__INSTRUCTIONS FOR THE TASK__
Using the records below, report how many lines hold "calls", with no extra text.

:: RECORDS

PR #401, opened 2026-08-14
fix(aris-cli): honor Windows and macOS system proxies

JasmineLCY:
## Summary

- explicitly enable the reqwest `system-proxy` feature for the final ARIS CLI dependency graph
- restore Windows and macOS desktop proxy discovery that was disabled together with reqwest default features
- update the lockfile with the platform-specific proxy dependencies

## Why

ARIS intentionally disables reqwest default features in order to select `native-tls`. In reqwest 0.12.28, that also disables `system-proxy`, so users who configure a proxy only through Windows or macOS settings can bypass that proxy and hit a direct-connect timeout.

This keeps the existing TLS choice while enabling only the missing proxy feature. The CLI owns the Gemini executor, and Cargo feature unification enables it for the shared reqwest version in the final binary.

## Validation

- `cargo build --workspace --all-targets`
- `cargo test --workspace -- --test-threads=1` — 559 passed, 1 ignored
- `cargo tree -p aris-cli -e features -i reqwest` confirms `reqwest feature "system-proxy"`
- a focused `x86_64-pc-windows-msvc` cargo check using the same pinned reqwest 0.12.28 feature set passes, including `windows-registry`

A Windows system-proxy runtime smoke test was not available locally. A full workspace cross-check from macOS reaches the existing `onig_sys` C dependency and requires Windows SDK headers, so the repository Windows build job remains the authoritative platform compile gate.

Related to #163

### DIFF
--- a/Cargo.lock
+++ b/Cargo.lock
@@ -145,6 +145,16 @@ dependencies = [
 
 [[package]]
 name = "core-foundation"
+version = "0.9.4"
+source = "registry+https://github.com/rust-lang/crates.io-index"
+checksum = "91e195e091a93c46f7102ec7818a2aa394e1e1771c3ab4825963fa03e45afb8f"
+dependencies = [
+ "core-foundation-sys",
+ "libc",
+]
+
+[[package]]
+name = "core-foundation"
 version = "0.10.1"
 source = "registry+https://github.com/rust-lang/crates.io-index"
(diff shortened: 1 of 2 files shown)


JasmineLCY:
CI is currently marked `action_required` because GitHub requires maintainer approval for this first-time fork workflow. Once it is approved, I will monitor the cross-platform jobs and address any failures.

Issue #87, opened 2026-03-27
Security: Research output injected into Claude context without sanitization


manja316:
Hi,

While reviewing Claude automation tools for security, I noticed a prompt injection surface in ARIS worth flagging.

### Finding

| # | Issue | Severity | Location |
|---|-------|----------|----------|
| 1 | Web research results fed to Claude without output sanitization | MEDIUM | Research output → Claude prompt pipeline |
| 2 | No adversarial content detection in fetched web pages | MEDIUM | Web fetch → markdown → context |

**Trust Score: 55/100** (C+ — powerful automation with minimal input filtering)

### Details

ARIS fetches web content during research and feeds it into Claude's context as part of the research pipeline. Web pages can contain adversarial prompt injection payloads (hidden text, CSS-invisible divs, markdown injection). Without sanitization, these become part of Claude's instruction context.

**Attack scenario:** A researcher targets a topic where an attacker has placed prompt injection payloads on indexed web pages. When ARIS fetches and processes these pages, the injected instructions modify Claude's behavior — potentially exfiltrating research data, altering conclusions, or executing unintended actions.

**Impact:** Research integrity compromise. Claude's output could be manipulated by adversarial web content.

**Suggested fix:** Strip or escape known prompt injection patterns from fetched web content before including in Claude's context. Consider a content sanitization layer between web fetch and LLM prompt construction.

---

Part of MCP security research at [LuciferForge](https://github.com/LuciferForge).

PR #408, opened 2026-08-18
fix(idea-creator): scan wiki context before reading

JasmineLCY:
## Summary

- scan cached query packs with `threat_scan.py --scope strict` immediately before reading them
- scan stale or missing packs immediately after the normal one-time rebuild
- on a threat hit, scanner error, or unresolved scanner, leave the raw pack untouched and continue primary ideation without wiki context
- keep the main and Codex skill mirrors plus injection-hygiene docs in sync

## Scope

This addresses the persistent query-pack reinjection path described in #87. Raw WebSearch/WebFetch results and fetched abstracts remain explicitly out of scope; this PR does not claim to sanitize the entire web-research surface.

Refs #87

## Testing

- `uv run --with pytest pytest -q tests/test_idea_creator_query_pack_scan.py` (6 passed)
- `uv run --with pytest --with httpx pytest -q` (638 passed, 17 skipped, 4 subtests passed)
- `bash tools/lint_skills_helpers.sh` (advisory only; existing documentation example)
- `git diff --check`

### DIFF
--- a/skills/idea-creator/SKILL.md
+++ b/skills/idea-creator/SKILL.md
@@ -92,12 +92,11 @@ THREAT_SCANNER=".aris/tools/threat_scan.py"
 [ -f "$THREAT_SCANNER" ] || { [ -n "${ARIS_REPO:-}" ] && THREAT_SCANNER="$ARIS_REPO/tools/threat_scan.py"; }
 [ -f "$THREAT_SCANNER" ] || THREAT_SCANNER=""
 
-# ARIS_QUERY_PACK_SAFE_VIEW_START -- exercised by
+# ARIS_QUERY_PACK_SCAN_START -- exercised by
 # tests/test_idea_creator_query_pack_scan.py; keep both skill mirrors identical.
-aris_prepare_query_pack_view() {
+aris_scan_query_pack() {
   local query_pack_raw="$1"
-  local query_pack_candidate query_pack_scan_status
-  QUERY_PACK_SAFE_VIEW=""
+  local query_pack_scan_status
   QUERY_PACK_SCAN_RESULT="error"
 
   if [ -z "${THREAT_SCANNER:-}" ] || [ ! -f "$THREAT_SCANNER" ]; then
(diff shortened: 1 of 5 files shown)


JasmineLCY:
CI is currently waiting for maintainer approval to run workflows from this fork. Local validation is complete: targeted tests passed (6/6) and the full suite passed (636 passed, 17 skipped, 4 subtests passed).

JasmineLCY:
Pushed follow-up `9ab00bf`: Phase-0 resolver paths now guard an unset `HOME` under `set -u` while preserving pointer/global fallback when `HOME` exists; regression coverage was added. Targeted and full suites pass locally.

JasmineLCY:
Rebased onto current `origin/main` (`f4f20f9`) with both #87 commits preserved byte-for-byte by `git range-diff`; new head is `518cf2e`. Revalidation: targeted 6 passed, full suite 638 passed / 17 skipped / 4 subtests passed, and diff-check is clean.

wanshuiyin:
Reviewed (maintainer + second model). The injection path is real and reachable — the wiki ingests WebSearch/WebFetch-derived material, `query_pack.md` gets rebuilt from it, and `/idea-creator` consumes the pack as prompt context, so a cached pack bypassing rebuild-time scanning is a genuine gap. Wiring the pre-existing `threat_scan.py` into the read path is the right fix, and the fallback you chose — continue primary ideation without wiki context rather than hard-fail — respects installs that cannot resolve the scanner (raw copied installs without the updater pointer). Good.

One reduction requested before merge: **the private permission-sealed snapshot + quarantine-copy + rebuild + rescan sequence is more machinery than this threat needs.** ARIS assumes a cooperating operator on their own machine; the TOCTOU window between scan and read is not adversarially exploitable in that model, and each extra moving part here is something every future maintainer must keep in sync. Scan immediately before reading; on a hit or scanner error, keep the raw pack where it is and skip wiki context for this run. That preserves your fail-closed semantics and the evidence, with a fraction of the mechanism.

Keep: scan-on-read, strict scope, the no-wiki-context degradation, mirror/doc sync. Also appreciated the honest scope note that raw WebSearch surfaces remain out of scope.

JasmineLCY:
Addressed in `29d813c`. The read gate now runs the strict scanner directly against `query_pack.md` immediately before Read. A hit, scanner error, or unresolved scanner leaves the raw pack untouched and skips wiki context for that run; the snapshot, permission sealing, quarantine copy, and rejected-pack rebuild/rescan path are removed. Stale/missing packs retain only the normal one-time rebuild before the same scan-on-read gate. Both skill mirrors, hygiene docs, tests, PR title, and PR body are updated. Validation: targeted 6 passed; full suite 638 passed / 17 skipped / 4 subtests passed; helper lint advisory only; diff-check clean.

wanshuiyin:
Merged. Verified on the new head that scan-on-read survived and the snapshot/quarantine machinery is gone — the "Do not copy, quarantine, rebuild, rescan" line even forecloses it explicitly, which is more than we asked. Thanks.

PR #411, opened 2026-08-18
feat(llm-chat): add safe Atlas Cloud configuration

binyangzhu000-sudo:
## Summary

- add Atlas Cloud as an OpenAI-compatible `llm-chat` reviewer configuration
- add `LLM_RETRY_ON_504` so paid POST calls can opt out of automatic 504 retries
- preserve the existing retry and fallback behavior by default

## Testing

- `python3 -m unittest tests.test_llm_chat_server -v` (25 passed)
- `python3 -m unittest discover -s tests -v` (273 passed, 4 skipped, 2 pre-existing Python 3.9 import errors; reproduced on the unmodified base)
- `python3 -m py_compile mcp-servers/llm-chat/server.py tests/_llm_chat_helpers.py`
- `git diff --check`

No live generation request was sent. The Atlas model catalog was read to confirm `deepseek-ai/deepseek-v4-pro` supports `openai.chat.completions`.

### DIFF
--- a/docs/LLM_API_MIX_MATCH_GUIDE.md
+++ b/docs/LLM_API_MIX_MATCH_GUIDE.md
@@ -108,10 +108,34 @@
 
 ### 常用审查器提供商
 
-| 提供商 | LLM_BASE_URL | LLM_MODEL |
-|--------|--------------|-----------|
-| DeepSeek | `https://api.deepseek.com/v1` | `deepseek-chat` |
-| MiniMax | `https://api.minimax.io/v1` | `MiniMax-M3` |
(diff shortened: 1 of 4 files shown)


wanshuiyin:
Closing. The retry knob is mislabeled — `max_attempts = 3 if RETRY_ON_504 else 1` disables retries and the fallback-model attempt for *every* failure class, not just 504, so the env var does not do what its name and docs claim. And the substantive content of the PR is a vendor placement: a provider row, endpoint URL and model id for a service unaffiliated with this project.

If the double-billing concern on gateway timeouts is real for you in practice, a scoped fix — skip the retry only when the response status is 504 and the request is verdict-bearing — with a test that locks that behavior would be reviewed on its merits.

PR #143, opened 2018-06-28
Sort npc spells

tegstewart:
Sorts spells into categorised lists, which will make AI modifications a lot easier and more efficient.

I cleaned up and added null checks to the style list code as well.


Graveen:
@tegstewart thank you. Is the IsHealing stuff breaking the actual database compatibility with various existing DBs ?

tegstewart:
It doesn't change the DB at all, so it shouldn't.

PR #145, opened 2018-07-02
Added checks for spell effects already on the target

tegstewart:
Brains weren't checking for spells like heals over time at all, and weren't checking if damage over time spells were already on the target, causing it to spam damage over times spells over and over again.

When casting a spell with a duration, it will now check to make sure the target doesn't have already have it.


Graveen:
Thx !

PR #148, opened 2018-07-07
Add dreaded seal collector.cs

tegstewart:
DreadedSealCollector.cs was written and present, but not added to the solution.


Graveen:
Not correct mate ?

PR #151, opened 2018-07-08
Fix Stacking Buffs, added more buff types

tegstewart:
Added a few more buff types that mobs and pets weren't checking for.

LivingHasEffect() was checking for both matching spell effect group and spell type, which is incorrect.  Offensive procs should stack, as should pulsed damage adds and damage buffs.  Spell effect group exists specifically to allow those combinations, so it's odd to not use it exclusively.


Graveen:
let's go ! :)

PR #152, opened 2018-07-08
 Make PvE Lord heals interruptible

tegstewart:
Removes the uninterruptible tag from PvE lords' self heal.  Lords should be soloable in PvE, and an uninterruptible self heal makes that impossible.


Graveen:
Or having an SP with heal between time relative to players in the area ? It would scale smoothly.

PR #153, opened 2018-07-18
Fix archer bug

tegstewart:
Causes archers to drop aggro on targets that move outside their aggro range.  This prevents them from continuing to draw and fire arrows each Think(), leading to all the arrows striking the target at once when they're back in range.


Graveen:
Good move !

PR #155, opened 2018-07-27
Characterization tests

NetDwarf:
This PR is meant to be a start at making the code base less legacy. Modus operandi: create characterization tests meaning I just check the results of a certain setup. I of course do a bit of white box testing to avoid unnecessary tests. Characterization tests are a kind of unit test in this context.

Unit tests have to be quick (usually millisecond rather than seconds), isolated and may at no time make calls to outside dependencies like database or file system. Therefore the current UnitTests are mostly integration tests. They are important as well, but they are not a replacement for unit tests, but instead complement each other. 

Unit tests should be the first thing to run before anything is changed and they should be all green. Of course with legacy code you need to check what they mean to you and the naming I explain below should aid in this question.

Why all that? I think everyone can see that the code base in its current form is not ideal. Global state, temporal coupling, classes with dozens of responsibilities reaching thousands of lines, null checks everywhere as well as type checks and castings. It is obvious how this could happen. You make a change, but you don't want to change the structure because it might break everything or something you didnt thought of. The more you add the less confident you can be about what might break and the less you change the worse it gets. To make necessary refactorings more viable unit tests are usually the weapon of choice.

Naming:
- namespace is DOL.UnitTests.*
- classes and file names begin with UT_ (so you can see at all time which is the UT and which is the actual class in your IDE)
- tests are named like this: UnitOfWork_Scenario_ExpectedOutcome where UnitOfWork is usually the tested method
- names may be long (try to be concise anyway) because unit tests are never called and the names are meant as a documentation of the observed behavior (!)
- tests are structured with Arrange Act Assert in mind

Possible caveats with this PR (I am aware of): 
- NSubstitute as new dependency
- DBSpell constructor might actually make calls to the DB(?)
- Travis/Appveyor might not work anymore, because of the change in the first commit (please test!)


dol-leodagan:
There are some functional changes in your commits, you should move them to another PR (GameNPC, GamePet, GamePlayer changes)

And ideally Continuous Integration Tests should succeed unless there are some dependencies that can only be resolved after merge ?

NetDwarf:
Thanks for the answer :)

Changes in these classes are as following:
GamePlayer: - changed CharacterClass Accessor to virtual
GameNPC: - parameterize constructor (safe refactoring)
GamePet: - added the parameterized constructor from GameNPC (super class)

There is no functional difference and that was kind of the point. These changes are only implemented to make the code testable.

However the reason why the CI tests fail is that I changed the project structure of the tests. The former unit tests were renamed to IntegrationTests and DOLDatabaseTests were merged into IntegrationTests. Maybe it would have been better to make a separate PR, but it would not make too much sense without actual unit tests. Also the actual unit tests are running isolated so it does not make a difference for the structural change to the integration tests. The unit tests run regardless of your system setup (the project should compile of course).

PR #156, opened 2018-07-30
Characterization tests

NetDwarf:
This PR is meant to be a start at making the code base less legacy. Modus operandi: create characterization tests meaning I just check the results of a certain setup. I of course do a bit of white box testing to avoid unnecessary tests. Characterization tests are a kind of unit test in this context.

Unit tests have to be quick (usually millisecond rather than seconds), isolated and may at no time make calls to outside dependencies like database or file system. Therefore the current UnitTests are mostly integration tests. They are important as well, but they are not a replacement for unit tests, but instead complement each other.

Unit tests should be the first thing to run before anything is changed and they should be all green. Of course with legacy code you need to check what they mean to you and the naming I explain below should aid in this question.

Why all that? I think everyone can see that the code base in its current form is not ideal. Global state, temporal coupling, classes with dozens of responsibilities reaching thousands of lines, null checks everywhere as well as type checks and castings. It is obvious how this could happen. You make a change, but you don't want to change the structure because it might break everything or something you didnt thought of. The more you add the less confident you can be about what might break and the less you change the worse it gets. To make necessary refactorings more viable unit tests are usually the weapon of choice.

Naming:
- namespace is DOL.UnitTests.*
- classes and file names are named  "UT_<class>" (so you can see at all time which is the UT and which is the actual class in your IDE)
- tests are named like this: UnitOfWork_Scenario_ExpectedOutcome where UnitOfWork is usually the tested method
- names may be long (try to be concise anyway) because unit tests are never called and the names are meant as a documentation of the observed behavior (!)
- tests are structured with Arrange Act Assert in mind

Possible caveats with this PR (I am aware of):
- NSubstitute as new dependency
- DBSpell constructor possibly makes calls to DB


dol-leodagan:
You're adding 3 new nuget dependencies :

- Castle.Core
- System.Threading.Tasks.Extensions
- NSubstitute

Could you give a short summary of what they are for ?

I don't know if DOL should stay with as low dependency as it is now, but I think it doesn't matter much if these are only used for tests. (to make sure the build/run is always as easy as possible for our contributors)

NetDwarf:
Castle.Core and System.Threading.Tasks.Extensions are dependencies of NSubstitute. NSubstitute is a Mocking-Framework. It is the one with the best readibility in my opinion. You just create stubs with `var fakedClass = Substitute.For<Interface/Abstract>();` and you can manipulate that instantiated stub the way you need it and it acts like the real thing. You can also use it for actual classes however properties/methods need to be virtual.
For stub behavior: `fakedClass.Method().Returns(value);`
For mock behavior: `fakedClass.Received().Method(arguments);`

The data collection in the Microsoft license with System.Threading.Tasts.Extensions is the biggest problem I have with it. 

The next best imo would be FakeItEasy with anonymous lambda functions. Not as readable and a bit slower, but it does the job. It has no further dependencies beyond itself.

dol-leodagan:
Thanks for the explanations.

I didn't understand the issue with System.Threading.Tasts.Extensions, but FakeItEasy sounds like it could be a good replacement in case of trouble.

It's a bit annoying that NSubstitute forces class to have virtual methods or properties, does FakeItEasy have the same requirement ?

Anyway this look good enough that it could be merged as is, let me know if you have anymore update !

NetDwarf:
To answer the question directly: FakeItEasy has the same requirement.

I think only JustMock and TypeMock can fake behavior on non-virtual methods. It is a smell tho. Like you shouldn't test private methods/properties/members which is possible with some hackery. JustMock/TypeMock can do that too iirc. The most obvious disadvantage of both frameworks is, that they cost money, other than that I don't know much about them beside that :p

Usually the only concrete class you need in a test is the class which is under test in TDD. Which is of course not the case with legacy code, because necessary interfaces are missing and would be awfully long, because classes have often dozens if not hundreds of responsibilties :D

NetDwarf:
I will add a few tests I made when I was refactoring Stats in GamePlayer. The refactoring result was not to my liking, but the tests are still valuable.

NetDwarf:
Forgot to say, that my PR is done with the last commits I made.

dol-leodagan:
I think this will need more fine tuning, but for now nobody contribute to Tests so it's a start !

I don't like seeing test methods in GamePlayer (CreateTestableGameplayer static methods...)

PR #158, opened 2018-08-08
Bard heal song fix

OntheDOL:
Fix for bards healing song (regrowth spec) being removed from 'song' list when songs from 'Nurture spec)' are specced into.

Moved the index variable outside of the foreach loop. Problem is that the bard has two spec lines with songs (unlike the other song classes) . This leads to the index being reset to -1 twice instead of only once the first loop ( seemingly how the logic was intended) 
Renamed 'index' to 'songIndex' just for a little clarity on this specific case

Tested all the song classes and songs still being added/ replaced fine and bard heal song now fixed

PS. messed up original commit as i forgot to put it in a branch so there is some janky commit history to be able to recommit the changes


dol-leodagan:
Ok I'll merge this !

dol-leodagan:
@Graveen Well I thought he already had them...

I invited him to DOL organization but I think I forgot to put him in a team ;)

PR #159, opened 2018-09-21
Start Level >1 Health/Mana/Endurance fix

Loki1976:
Ensure player starts with full Health/Mana/Endurance when level >1 in server properties using played time <1.


Graveen:
Yeah for sure Thx mate :)

PR #160, opened 2019-02-15
new emotes

OntheDOL:
some emotes that got added a while back but missing from DOL. '/Cower' exists but i couldn't find the ID for now.


Graveen:
Thank you VM :)

PR #162, opened 2019-05-30
Fix debuff in SpellRangePercentCalculator

NetDwarf:
Change (int) rounding for debuff calculation to be applied after multiplication


NetDwarf:
Short explanation: NearsightReduction is supposed to be reducing the effectiveness of Nearsight. 10(%) NearsightReduction and a 50(%) SpellRange debuff (Nearsight?) would effectively be a 45(%) SpellRangeDebuff

Before: Any value of NearsightReduction > 0 would yield a 0% effectiveness of debuffs because of the (int) cast.

PS.: Found this while refactoring the whole bonus system. The tests for this are added in the working branch and will be PRed once the bonus system is in good shape :)

Graveen:
Seems totally legit. Thank you !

::::

__RESULT OF THE EXERCISE__
5